I have made no changes to locations of any code/data, and the MAP file confirms that L1DSRAM is completely empty.  I think the code should just run - perhaps more slowly since it has less cache and has to do more swapping, but that should be all.  Does anyone have any ideas why this would happen?

I did experiment with this in the past when we flashed the DSP application into boot flash (as an AIS file) and ran it directly, and I don't remember seeing this.  Perhaps my memory is faulty (it was over a year ago), but is there anything relating to IPC or slaveloader which would be relevant?

  • Graham,

    It seems like this “should just work”.  

    Can you please show the configuration changes you’ve made for L1D?  

    Also, which version of SYS/BIOS are you using?

    Thanks,
    Scott

  • Hi Graham,

    Can you try this with one of the Syslink examples, such as messageq?  You should just be able to modify the config.bld in ex02_messageq/shared, and change the l1DMode:

    Build.platformTable["ti.platforms.evmOMAPL138:dsp"] = {
        externalMemoryMap: [
            [ SR_0.name, SR_0 ],
            [ SR_1.name, SR_1 ],
            [ "DSP_PROG", {
                name: "DSP_PROG", space: "code/data", access: "RWX",
                base: 0xC3000000, len: 0x800000,
                comment: "DSP Program Memory (8 MB)"
            }]
        ],
        codeMemory:  "DSP_PROG",
        dataMemory:  "DSP_PROG",
        stackMemory: "DSP_PROG",
    //    l1DMode: "32k",
        l1DMode: "16k",
        l1PMode: "32k",
        l2Mode: "32k"
    };

    That should just work.

    Best regards,

        Janet

  • Scott, I'm using SYS/BIOS 6.35.4.50 (CCS 5.5.0), building under Linux.  Oh, also IPC 1.25.3.15, if that makes a difference (compatibility with SysLink?).

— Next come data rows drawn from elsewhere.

PR #222, opened 2021-07-27
NCS-535 Fix: Active officer details page broken back button

AlfredBwomezi:
Fix the broken navigation links on the page.
Fix the page details that were disappearing on errorMessage page render.

### DIFF
--- a/src/controllers/tasks/active.officers.controller.ts
+++ b/src/controllers/tasks/active.officers.controller.ts
@@ -11,6 +11,8 @@ import { formatTitleCase } from "../../utils/format";
 export const get = async (req: Request, res: Response, next: NextFunction) => {
   try {
     const companyNumber = getCompanyNumber(req);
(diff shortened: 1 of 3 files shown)


src/controllers/tasks/active.officers.controller.ts
```diff
@@ -8,19 +8,26 @@ import { ActiveOfficerDetails } from "private-api-sdk-node/dist/services/confirm
 import { getActiveOfficerDetailsData } from "../../services/active.officer.details.service";
 import { formatTitleCase } from "../../utils/format";
 
+let activeOfficerDetails: ActiveOfficerDetails;
```
markpit, line 11: don't think we can use global variables, get and post will be coming in on different requests, also with scaling/load balancing, get and post could happen on different servers

markpit (approved):

PR #226, opened 2021-07-28
NCS-552 Template for RLE

mattch1:
Until we have the data back from the api, have created a template with hardcoded values and hardcoded a flag in the controller so that the current functionality is not changed. Created a subtask for this: https://companieshouse.atlassian.net/browse/NCS-553. Will unit teest this as well on this next subtask as the test will require a mock model object.

Also need to fix CDN rendering so will subtask this as well.


views/tasks/includes/relevant-legal-entity.html
```diff
@@ -0,0 +1,64 @@
+{% set pscHTML %}
+<div class="govuk-summary-card govuk-!-margin-bottom-4">
+    <div class="govuk-summary-card_heading govuk-!-padding-top-4 govuk-!-padding-bottom-4 govuk-!-padding-right-3 govuk-!-padding-left-3" style="display: flex; justify-content: space-between; align-items: center">
+        <p class="govuk-!-font-weight-bold govuk-!-margin-0">BROOKLYN NETS LIMITED</p>
+        {{govukTag({
```
markpit, line 5: bit of indenting needed

src/controllers/tasks/people.with.significant.control.controller.ts
```diff
@@ -23,13 +24,21 @@ export const get = (req: Request, res: Response, next: NextFunction) => {
   }
 };
 
+const getTemplate = (isRle): string => {
+  if (isRle) {
+    return Templates.PEOPLE_WITH_SIGNIFICANT_CONTROL_RLE;
```
markpit, line 29: as we can't unit test this new code and it can't be reached yet due to the 'false' I'd say don't commit the controller code,  just have the template in the PR.

markpit (approved):

PR #240, opened 2021-08-02
NCS-360 save sic code data to database

kheseyongya:
[NCS-360](https://companieshouse.atlassian.net/browse/NCS-360)

Update the tag in task list page according to the data from the database.


markpit:
I've agreed with Alfred that the duplication can be tackled in a separate PR as it will affect other controllers as well as this one.

markpit (approved):

PR #246, opened 2021-08-04
NCS 377 save ROA data

LewisJohnEvans:
submit ROA data to post CS update after review ROA details page


src/controllers/tasks/registered.office.address.controller.ts
```diff
@@ -23,22 +30,27 @@ export const get = async (req: Request, res: Response, next: NextFunction) => {
   }
 };
 
-export const post = (req: Request, res: Response, next: NextFunction) => {
+export const post = async (req: Request, res: Response, next: NextFunction) => {
   try {
     const roaButtonValue = req.body.registeredOfficeAddress;
+    const transactionId = req.params[urlParams.PARAM_TRANSACTION_ID];
```
markpit, line 36: have a chat to alfred, you should be able to replace the req.params calls with those in the utils/url.ts file.
import urlUtils i think.

markpit: alfred moved some of them into there

markpit (approved):

PR #274, opened 2021-08-11
Ncs 607 handle blank dob

mattch1:
If rle return blank and proceed to page.
If psc and date of birth return date of birth and proceed to page.
If no psc and date of birth throw error with message containing surname of psc.


src/controllers/tasks/people.with.significant.control.controller.ts
```diff
@@ -118,8 +118,18 @@ const updateCsSubmission = (currentCsSubmission: ConfirmationStatementSubmission
...
 };
+
+const handleDateOfBirth = (pscAppointmentType: string, psc: PersonOfSignificantControl): string => {
+  if (pscAppointmentType === appointmentTypeNames.RLE) {
+    return "";
+  }
+  if (psc.dateOfBirth) {
+    return toReadableFormatMonthYear(psc.dateOfBirth.month, psc.dateOfBirth.year);
+  }
+  throw createAndLogError(`Date of birth missing for individual psc ${psc.nameElements.surname}`);
```
markpit, line 134: can you add an undefined check to ${psc.nameElements.surname} like so ${psc.nameElements?.surname}
this will return undefined if nameElements is undefined. Otherwise it will throw a null pointer when trying to access surname on undefined and will fail to log the message. With the'?' in place, the message should display but with 'undefined' in the message placeholder.

markpit (approved):

PR #282, opened 2021-08-13
Refactor sendUpdate and updateCsSubmission duplicated methods

CHJSkinner:
Refactor send update and updateCsSubmission duplicated methods


src/utils/update.confirmation.statement.submission.ts
```diff
@@ -0,0 +1,64 @@
...
+      const newSicData: SicCodeData = {
+        sectionStatus: status
+      };
+      currentCsSubmission.data.sicCodeData = newSicData;
+      break;
+    case SECTIONS.SOC:
+      const newSocData: StatementOfCapitalData = {
+        sectionStatus: status,
+      };    
+      currentCsSubmission.data.statementOfCapitalData = newSocData;
```
markpit, line 59: for SOC we also add the 'statementOfCapital' section as well as the sectionStatus
from statement.of.capital.controller.ts - 
const newSocData: StatementOfCapitalData = {
    sectionStatus: status,
    ...(statementOfCapital && { statementOfCapital: statementOfCapital })
  };

i think it would be better if the controllers passed in the data to be set eg this function would be:
const updateCsSubmission = (currentCsSubmission: ConfirmationStatementSubmission, sectionName: SECTIONS,  sectionData: any): ConfirmationStatementSubmission => {

if (!currentCsSubmission.data) {
    currentCsSubmission.data = {};
  }

currentCsSubmission.data[sectionName] = sectionData;

}

SECTIONS would have to be modified to contain the fieldNames of the sections ie same as in the ConfirmationStatementSubmission interface =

    The configuration change for L1D was purely changing the cache size in the RTSC platform wizard from 32K to 16K, then putting the code/data/stack locations back to the same place they were before (because the wizard loses them when you change memory details).  Nothing else changed.

    I'll check out the demos and see what happens.  Thanks for the tip on what to change, Janet.  Might be interesting to see whether that text file and whatever the platform wizard generates actually work the same.

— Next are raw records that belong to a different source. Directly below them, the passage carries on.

PR #295, opened 2021-08-25
NCS-641 add PUT functionality to transaction service

markpit:
Updating the transaction.service to use the new PUT transaction functionality in the api-sdk-node.
Also added a function to handle closing a transaction.
Updated the transaction unit tests and fixed a few of the error checking ones which were passing with the expect failing.

### DIFF
--- a/src/services/transaction.service.ts
+++ b/src/services/transaction.service.ts
@@ -4,7 +4,8 @@ import { createAndLogError, logger } from "../utils/logger";
 import { createPublicOAuthApiClient } from "./api.service";
 import { Session } from "@companieshouse/node-session-handler";
 import ApiClient from "@companieshouse/api-sdk-node/dist/client";
-import { ApiErrorResponse } from "@companieshouse/api-sdk-node/dist/services/resource";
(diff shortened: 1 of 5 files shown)


src/services/transaction.service.ts
```diff
@@ -30,10 +31,62 @@ export const postTransaction = async (session: Session, companyNumber: string, d
...
   logger.debug(`Received transaction ${JSON.stringify(sdkResponse)}`);
 
   return castedSdkResponse.resource;
 };
+
+/**
+ * Response can contain a URL to start payment session if payment is needed
+ */
+export const closeTransaction = async (session: Session, companyNumber: string, transactionId: string): Promise<string | undefined> => {
+  const apiResponse: ApiResponse<Transaction> = await putTransaction(session, companyNumber, transactionId, DESCRIPTION, REFERENCE, transactionStatuses.CLOSED);
```
markpit, line 46: I've gone with the default transaction description and reference here:
DESCRIPTION = "Confirmation Statement Transaction";
REFERENCE = "ConfirmationStatementReference";
not sure if this should be something more specific?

  • Our BSP contractor gave us a modified version of the messageQ application which I could press into service, so I did a little tinkering to put some variables and stack in L1DSRAM (and checked the MAP file to make sure they did actually go there - I'm a natural sceptic).  This worked fine, so there clearly is no problem with SysLink, IPC or slaveloader generally loading and running stuff.

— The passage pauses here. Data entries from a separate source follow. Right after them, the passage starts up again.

PR #1188, opened 2023-06-20
Use RTKQ for compose and clone statuses

lucasgarfield:

PR #1219, opened 2023-07-06
ImagesTable: refactor target to TypeScript

mgold1234:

    It's not a completely apples-to-apples comparison though, because the demo code builds using a set of plain-text configuration/build files with a very vanilla debug configuration, whereas our actual application is all based around Code Composer Studio (Eclipse) and building in release mode with full optimisation.  An obvious next step is to set up a test project in CCS for the demo and see what happens when .

    Thanks for your help.  Maybe worth keeping this thread open until I've figured out what's going wrong?

  • Checking the test application, there were a couple of #defines different, so I added them.  I built the code, and it worked.

    Then I took the #defines out, and it still worked. 

    The build process was copying the source and CCS project to the "obj" directory for building.  Looks like there was some stale build file in the source directory which was getting copied across and wasn't then getting rebuilt from the new settings.  Insert your chosen profanity here...

    Anyway, looks like I'm in business.  Sorry for the false alarm.